* **ASSIGNMENT**:
Copy out the lines of the records below, and only those lines, from the one with "criticalbh: In this" through the one with "and ES6 editable.", exactly as they appear.

[DATA EXCERPTS Boundary: Start]

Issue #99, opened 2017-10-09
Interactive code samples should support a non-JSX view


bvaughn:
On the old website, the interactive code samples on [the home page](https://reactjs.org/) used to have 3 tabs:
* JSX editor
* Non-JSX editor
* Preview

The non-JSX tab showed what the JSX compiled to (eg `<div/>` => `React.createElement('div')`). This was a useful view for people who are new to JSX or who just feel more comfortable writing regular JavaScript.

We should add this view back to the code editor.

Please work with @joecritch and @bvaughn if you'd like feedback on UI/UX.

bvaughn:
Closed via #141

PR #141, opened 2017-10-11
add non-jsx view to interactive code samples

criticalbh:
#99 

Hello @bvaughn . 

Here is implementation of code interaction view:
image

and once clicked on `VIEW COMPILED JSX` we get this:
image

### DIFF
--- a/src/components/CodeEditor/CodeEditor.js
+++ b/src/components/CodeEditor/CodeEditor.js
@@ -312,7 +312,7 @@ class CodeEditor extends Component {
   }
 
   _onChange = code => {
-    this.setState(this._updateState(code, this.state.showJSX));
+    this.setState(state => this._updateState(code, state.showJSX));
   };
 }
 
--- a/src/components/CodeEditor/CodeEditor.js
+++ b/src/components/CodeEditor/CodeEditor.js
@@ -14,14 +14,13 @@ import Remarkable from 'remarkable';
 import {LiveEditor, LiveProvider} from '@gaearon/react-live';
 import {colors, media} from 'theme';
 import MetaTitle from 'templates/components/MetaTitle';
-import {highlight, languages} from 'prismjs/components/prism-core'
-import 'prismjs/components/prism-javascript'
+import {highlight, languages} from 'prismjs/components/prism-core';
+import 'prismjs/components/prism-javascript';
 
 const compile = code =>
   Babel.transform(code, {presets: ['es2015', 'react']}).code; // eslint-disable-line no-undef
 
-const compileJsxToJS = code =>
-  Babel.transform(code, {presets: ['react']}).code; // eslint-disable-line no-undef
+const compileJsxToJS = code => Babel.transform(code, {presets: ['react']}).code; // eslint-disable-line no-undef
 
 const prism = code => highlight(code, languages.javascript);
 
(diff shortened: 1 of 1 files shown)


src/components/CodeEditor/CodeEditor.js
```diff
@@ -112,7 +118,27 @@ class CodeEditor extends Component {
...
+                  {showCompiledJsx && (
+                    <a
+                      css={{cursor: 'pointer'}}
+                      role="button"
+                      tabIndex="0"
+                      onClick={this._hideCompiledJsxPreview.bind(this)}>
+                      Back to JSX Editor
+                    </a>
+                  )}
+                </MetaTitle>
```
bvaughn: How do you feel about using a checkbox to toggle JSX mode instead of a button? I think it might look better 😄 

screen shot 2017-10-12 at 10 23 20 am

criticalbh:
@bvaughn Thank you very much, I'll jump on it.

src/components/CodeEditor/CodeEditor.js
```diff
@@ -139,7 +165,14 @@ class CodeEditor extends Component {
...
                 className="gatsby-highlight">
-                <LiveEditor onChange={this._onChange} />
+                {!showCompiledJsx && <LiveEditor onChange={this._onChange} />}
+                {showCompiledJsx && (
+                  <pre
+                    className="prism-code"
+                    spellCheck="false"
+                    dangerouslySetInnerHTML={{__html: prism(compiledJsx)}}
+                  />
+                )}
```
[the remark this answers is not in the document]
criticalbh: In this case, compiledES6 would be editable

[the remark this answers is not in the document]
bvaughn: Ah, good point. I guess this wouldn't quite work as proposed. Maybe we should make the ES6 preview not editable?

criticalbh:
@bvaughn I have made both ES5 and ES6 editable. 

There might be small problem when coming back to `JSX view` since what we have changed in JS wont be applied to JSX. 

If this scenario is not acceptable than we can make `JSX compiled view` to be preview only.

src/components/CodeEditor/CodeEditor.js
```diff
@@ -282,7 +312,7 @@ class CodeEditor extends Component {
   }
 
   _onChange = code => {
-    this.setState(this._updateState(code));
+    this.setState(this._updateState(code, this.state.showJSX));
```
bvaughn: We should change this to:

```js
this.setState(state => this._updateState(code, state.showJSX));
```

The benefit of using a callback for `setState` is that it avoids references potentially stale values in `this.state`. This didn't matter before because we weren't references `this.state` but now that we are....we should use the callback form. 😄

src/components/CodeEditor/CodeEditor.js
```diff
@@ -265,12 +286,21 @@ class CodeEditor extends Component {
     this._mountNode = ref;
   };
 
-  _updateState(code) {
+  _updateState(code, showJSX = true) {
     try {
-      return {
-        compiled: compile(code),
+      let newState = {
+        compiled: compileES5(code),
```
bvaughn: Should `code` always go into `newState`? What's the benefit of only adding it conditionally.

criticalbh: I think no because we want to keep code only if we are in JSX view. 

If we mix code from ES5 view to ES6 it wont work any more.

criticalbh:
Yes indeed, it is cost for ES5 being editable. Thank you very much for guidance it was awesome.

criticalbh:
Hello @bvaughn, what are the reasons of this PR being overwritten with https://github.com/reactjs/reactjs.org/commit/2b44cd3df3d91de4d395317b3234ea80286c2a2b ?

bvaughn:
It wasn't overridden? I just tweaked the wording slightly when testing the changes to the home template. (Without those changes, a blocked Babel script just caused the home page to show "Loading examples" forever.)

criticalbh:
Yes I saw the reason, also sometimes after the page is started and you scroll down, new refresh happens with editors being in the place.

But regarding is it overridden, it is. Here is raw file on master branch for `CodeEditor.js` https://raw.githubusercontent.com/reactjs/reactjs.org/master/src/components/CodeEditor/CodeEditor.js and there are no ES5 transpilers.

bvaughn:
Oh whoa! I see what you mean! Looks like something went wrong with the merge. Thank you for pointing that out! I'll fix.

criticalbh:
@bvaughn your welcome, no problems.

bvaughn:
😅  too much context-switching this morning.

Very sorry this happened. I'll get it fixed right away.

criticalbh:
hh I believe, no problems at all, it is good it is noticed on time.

[DATA EXCERPTS Boundary: End]

* **ANSWER AREA**:
criticalbh: In this case, compiledES6 would be editable

[the remark this answers is not in the document]
bvaughn: Ah, good point. I guess this wouldn't quite work as proposed. Maybe we should make the ES6 preview not editable?

criticalbh:
@bvaughn I have made both ES5 and ES6 editable. 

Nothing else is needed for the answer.